PR #8680, opened 2025-08-02
Explicitly default the expected Windows API to 0x0601 (Windows 7)

mrotteveel:
Explicitly default the expected Windows API to 0x0601 (Windows 7)

Also:

* Reject versions before Windows 7 (0x0601)
* Ensure firebird.h is included first to avoid translation units unexpectedly using a different version or other config than defined in firebird.h
* Also raise libcds expected Windows API to Windows 7 (0x601) instead of Windows 2000 (0x0500)/Windows XP (0x501)
* Removes some inappropriate defines to very old Windows API versions

### DIFF
--- a/CMakeLists.txt
+++ b/CMakeLists.txt
@@ -204,7 +204,8 @@ if (MINGW)
     set(CMAKE_SHARED_MODULE_PREFIX)
     set(CMAKE_STATIC_LIBRARY_PREFIX)
 
-    add_definitions(-D_WIN32_WINNT=0x0600)
+    # 0x0A00 is Windows 10
+    add_definitions(-D_WIN32_WINNT=0x0A00)
     set(CMAKE_CXX_FLAGS "${CMAKE_CXX_FLAGS} -msse4 -std=c++20")
 endif()
 
--- a/CMakeLists.txt
+++ b/CMakeLists.txt
@@ -204,8 +204,8 @@ if (MINGW)
     set(CMAKE_SHARED_MODULE_PREFIX)
     set(CMAKE_STATIC_LIBRARY_PREFIX)
 
-    # 0x0A00 is Windows 10
-    add_definitions(-D_WIN32_WINNT=0x0A00)
+    # 0x0601 is Windows 7 - see also comments in autoconfig_msvc.h
+    add_definitions(-D_WIN32_WINNT=0x0601)
     set(CMAKE_CXX_FLAGS "${CMAKE_CXX_FLAGS} -msse4 -std=c++20")
 endif()
 
--- a/src/include/gen/autoconfig_msvc.h
+++ b/src/include/gen/autoconfig_msvc.h
@@ -6,8 +6,9 @@
 // use to this version.
 #define FB_WIN32_WINNT_BASELINE 0x0601
 
+// Normally, _WIN32_WINNT is defined in the PreprocessorDefinitions of Firebird.Common.props.
 #ifndef _WIN32_WINNT
-// Set _WIN32_WINNT to the baseline, but allow overriding
+// Fallback to set _WIN32_WINNT to the baseline.
 #define _WIN32_WINNT FB_WIN32_WINNT_BASELINE
 #elif (_WIN32_WINNT < FB_WIN32_WINNT_BASELINE)
 // Consider Windows versions before the baseline really too old.
--- a/src/include/gen/autoconfig_msvc.h
+++ b/src/include/gen/autoconfig_msvc.h
@@ -1,26 +1,17 @@
-/*
- * 2002.02.15 Sean Leyne - Code Cleanup, removed obsolete ports:
- *                          - MAC (MAC, MAC_AUX and "MAC_CP" defines)
- *                          - EPSON, DELTA, IMP, NCR3000, NeXT, M88K, Cray
- *                          - OS/2, Apollo
- *
- * 2002-02-23 Sean Leyne - Code Cleanup, removed old Win3.1 port (Windows_Only)
- *
- * 2002.10.27 Sean Leyne - Code Cleanup, removed obsolete "UNIXWARE" port
- * 2002.10.27 Sean Leyne - Code Cleanup, removed obsolete "Ultrix" port
- *
- * 2002.10.28 Sean Leyne - Completed removal of obsolete "DGUX" port
- * 2002.10.28 Sean Leyne - Code cleanup, removed obsolete "MPEXL" port
- * 2002.10.28 Sean Leyne - Code cleanup, removed obsolete "SGI" port
- *
- * 2002.10.29 Sean Leyne - Removed obsolete "Netware" port
- *
- * 2002.10.30 Sean Leyne - Removed support for obsolete "PC_PLATFORM" define
- *
- */
-
 #ifndef AUTOCONFIG_H
 #define AUTOCONFIG_H
+
+ // Windows 10 (0x0A00) is the baseline version for Firebird 6
+#define FB_WIN32_WINNT_BASELINE 0x0A00
+
+#ifndef _WIN32_WINNT
+// By default set _WIN32_WINNT to the baseline, but allows overriding (maybe for fbclient?)
+#define _WIN32_WINNT FB_WIN32_WINNT_BASELINE
+#elif (_WIN32_WINNT < 0x0601)
+// Consider Windows versions before Windows 7 (0x0601) really too old. This does not mean that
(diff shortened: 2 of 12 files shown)


mrotteveel:
Note that defaulting to Windows 10 (0x0A00) just formalizes and makes explicit what already happens inside the Windows 10 API headers when `_WIN32_WINNT` is _not_ defined, and gives us a point to control it for the future.

I have considered setting the yvalve project (fbclient) to explicitly use a lower `_WIN32_WINNT` value (e.g. 0x0601 for Windows 7), but did not do so at this time.

hvlad:
> Note that defaulting to Windows 10 (0x0A00) just formalizes and makes explicit what already happens inside the Windows 10 API headers when `_WIN32_WINNT` is _not_ defined, and gives us a point to control it for the future.

  I'm not sure it should be done this way. Ideally, `_WIN32_WINNT` should be set to the minimal possible value that allows code to compile. Or even not set, but asserted. This allow anyone to use different (older) Platform SDK to try build Firebird for own purposes (for ex. to ensure compatibility with pre-Win10).
 
> I have considered setting the yvalve project (fbclient) to explicitly use a lower `_WIN32_WINNT` value (e.g. 0x0601 for Windows 7), but did not do so at this time.

  This define will not make anything compatible with Win7. It doesn't affect CRT code, for example. Also, fbclient is not build from the single project.

  I.e. I support removal of current define's (3 or 4 places, iirc) but don't think we must explicitly set `_WIN32_WINNT`.
In some places it could be check'ed for the required minimal value, if really necessary.

hvlad:
Also, I see no need to change LibCDS as any other external library. At least until it builds.

mrotteveel:
> > Note that defaulting to Windows 10 (0x0A00) just formalizes and makes explicit what already happens inside the Windows 10 API headers when `_WIN32_WINNT` is _not_ defined, and gives us a point to control it for the future.
> 
> I'm not sure it should be done this way. Ideally, `_WIN32_WINNT` should be set to the minimal possible value that allows code to compile. Or even not set, but asserted. This allow anyone to use different (older) Platform SDK to try build Firebird for own purposes (for ex. to ensure compatibility with pre-Win10).

I agree it should be set to the minimum value that we expect it to compile, and I think that is the version that we _want_ to support, or want to be able to support.

I asked for input on firebird-devel, and the only response I got was from Paul, so I simply decided to put in the default that we're currently already using by way of how the Windows API decides if you do not explicitly specify it! If that should be a lower value, then so be it, I can change it to a lower value.

> > I have considered setting the yvalve project (fbclient) to explicitly use a lower `_WIN32_WINNT` value (e.g. 0x0601 for Windows 7), but did not do so at this time.
> 
> This define will not make anything compatible with Win7. It doesn't affect CRT code, for example. Also, fbclient is not build from the single project.

As I understand it, yvalve depends on the projects it needs but not on their build outputs, so I expect that will cause those projects to be built as needed using the configuration for the yvalve, but maybe I'm misunderstanding how msbuild works there.

> I.e. I support removal of current define's (3 or 4 places, iirc) but don't think we must explicitly set `_WIN32_WINNT`. In some places it could be check'ed for the required minimal value, if really necessary.

We should explicitly set `_WIN32_WINNT`, so that 1) all builds conform to what we want to use and be able to use and 2) compilation fails if you try to use a Windows API method that does not exist in the Windows versions we expect to support, or try to build using a too old version of the Windows API, and 3) it makes explicit what we want to support instead of the current situation that no one actually seems to know what Windows versions we intend to support (or at least allow Firebird to run, even if we don't support them).

Sure, setting it to Windows 10 might be "too high", but then suggest which version we _should_ target.

mrotteveel:
> Also, I see no need to change LibCDS as any other external library. At least until it builds.

As I mentioned on firebird-devel, LibCDS has some conditional code that does some detection or initialization differently for Windows Vista and higher, and for Windows 7 and higher, so raising it from some targets Windows 2000, some targets Windows XP to all targets Windows 7 seems rational to me.

Let me know if you want me to revert it.

src/include/gen/autoconfig_msvc.h
```diff
@@ -1,27 +1,18 @@
...
- *
- */
-
 #ifndef AUTOCONFIG_H
 #define AUTOCONFIG_H
 
+ // Windows 10 (0x0A00) is the baseline version for Firebird 6
+#define FB_WIN32_WINNT_BASELINE 0x0A00
+
+#ifndef _WIN32_WINNT
```
asfernandes, line 10: Global defines, IMO, should be defined in property sheets, and not depend that everyone includes `firebird.h` first.

mrotteveel: Given the other configuration that autoconfig_msvc.h does, it already needs to be first, otherwise you run the chance that some of it is not actually defined (e.g. the `WIN32_LEAN_AND_MEAN` and `NOxxx` defines) before the Windows API is included.

Do you want me to move those also to, for example, Firebird.Common.props?

hvlad:
> > > I have considered setting the yvalve project (fbclient) to explicitly use a lower `_WIN32_WINNT` value (e.g. 0x0601 for Windows 7), but did not do so at this time.
> > 
> > 
> > This define will not make anything compatible with Win7. It doesn't affect CRT code, for example. Also, fbclient is not build from the single project.
> 
> As I understand it, yvalve depends on the projects it needs but not on their build outputs, so I expect that will cause those projects to be built as needed using the configuration for the yvalve, but maybe I'm misunderstanding how msbuild works there.

Note value of [Link Library Dependencies](https://learn.microsoft.com/en-us/cpp/build/reference/linker-property-pages?view=msvc-170&f1url=%3FappId%3DDev17IDEF1%26l%3DEN-US%26k%3Dk(VC.Project.VCLinkerTool.LinkLibraryDependencies)%26rd%3Dtrue) setting (true).
`yvalve` depends on `common` and `remote` and linked with them.

> > I.e. I support removal of current define's (3 or 4 places, iirc) but don't think we must explicitly set `_WIN32_WINNT`. In some places it could be check'ed for the required minimal value, if really necessary.
> 
> We should explicitly set `_WIN32_WINNT`, so that 1) all builds conform to what we want to use and be able to use and 2) compilation fails if you try to use a Windows API method that does not exist in the Windows versions we expect to support, or try to build using a too old version of the Windows API, and 3) it makes explicit what we want to support instead of the current situation that no one actually seems to know what Windows versions we intend to support (or at least allow Firebird to run, even if we don't support them).
> 
> Sure, setting it to Windows 10 might be "too high", but then suggest which version we _should_ target.

0x0601 (Win7), I think.

hvlad:
> > Also, I see no need to change LibCDS as any other external library. At least until it builds.
> 
> As I mentioned on firebird-devel, LibCDS has some conditional code that does some detection or initialization differently for Windows Vista and higher, and for Windows 7 and higher, so raising it from some targets Windows 2000, some targets Windows XP to all targets Windows 7 seems rational to me.
> 
> Let me know if you want me to revert it.

After more close look at the LibCDS code and tend to agree with you here.

src/include/gen/autoconfig_msvc.h
hvlad: These defines are truly optional and I prefer to not pollute .props with it.

mrotteveel: OK, but should I define `_WIN32_WINNT` in Firebird.Common.props?

hvlad: > OK, but should I define `_WIN32_WINNT` in Firebird.Common.props?

I think - yes, but, please, add comment about it at autoconfig_msvc.h

CMakeLists.txt
```diff
@@ -204,7 +204,8 @@ if (MINGW)
     set(CMAKE_SHARED_MODULE_PREFIX)
     set(CMAKE_STATIC_LIBRARY_PREFIX)
 
-    add_definitions(-D_WIN32_WINNT=0x0600)
+    # 0x0A00 is Windows 10
+    add_definitions(-D_WIN32_WINNT=0x0A00)
```
hvlad: Should it be 0x0601 ?

src/include/gen/autoconfig_msvc.h
mrotteveel: OK, done

mrotteveel:
Can this be merged, @asfernandes @hvlad ?

hvlad (approved):

asfernandes (approved):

-------------------------

● **TRY IT**
Transcribe the entries above word for word, from the first line through the line containing "Reject versions before Windows 7 (0x0601)", and nothing else.

● **PROBLEM SOLUTION**
PR #8680, opened 2025-08-02
Explicitly default the expected Windows API to 0x0601 (Windows 7)

mrotteveel:
Explicitly default the expected Windows API to 0x0601 (Windows 7)

Also:

* Reject versions before Windows 7 (0x0601)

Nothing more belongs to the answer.